The CPC+ track 2 reduced ambulatory primary care visits by 1 percent and 0.6 percent fewer specialist visits.
These associations were more common among practices participating in both CPC+ and MSSP, suggesting that aligning primary care supports with global incentives leads to better outcomes.
Among 27 care quality measures examined, the CPC+ model was not associated with any significant changes in readmissions, unplanned acute care, use of low-value services, appropriate use of recommended medications, continuity, or comprehensiveness of primary care.
However, the model was associated with improvements in certain measures of planned care and population health and patient and caregiver engagement. For example, the receipt of recommended services for diabetes and breast cancer screening among females both increased by one percentage point in both tracks over the five years. Hospice use also increased by 0.1 percentage points in both tracks relative to comparison practices.
Several reasons may be behind the varying levels of success in improving care delivery.

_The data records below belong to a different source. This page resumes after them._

PR #3767, opened 2024-05-30
CLDR-17680 fix spurious CheckConsistentCasing and CheckCoverage

srl295:
CLDR-17680

ALLOW_MANY_COMMITS=true

### DIFF
--- a/tools/cldr-code/src/main/java/org/unicode/cldr/test/CheckConsistentCasing.java
+++ b/tools/cldr-code/src/main/java/org/unicode/cldr/test/CheckConsistentCasing.java
@@ -64,18 +64,18 @@ public class CheckConsistentCasing extends FactoryCheckCLDR {
             } catch (Exception e) {
                 types = Collections.emptyMap();
             }
+            if ((types == null || types.isEmpty()) && !SpecialLocales.isScratchLocale(locale)) {
+                possibleErrors.add(
+                        new CheckStatus()
+                                .setCause(this)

Some claims-based quality measures were not directly incentivized in the CPC+ model, and some were already high before practices joined the model.
In addition, the aspects of comprehensiveness that CPC+ emphasized may not have been enough to impact the care the quality measures assessed.
Although healthcare expenditures could have declined if the model had spanned over a longer period, the researchers noted that the positive changes the practices accomplished may not have been sufficient to reduce total spending. Primary care practices rarely influence specialist and hospital expenditures, making it difficult for these practices to decrease total costs on their own.
Aligning models and their incentives across specialties would likely lead to more spending reductions and better care quality, researchers concluded.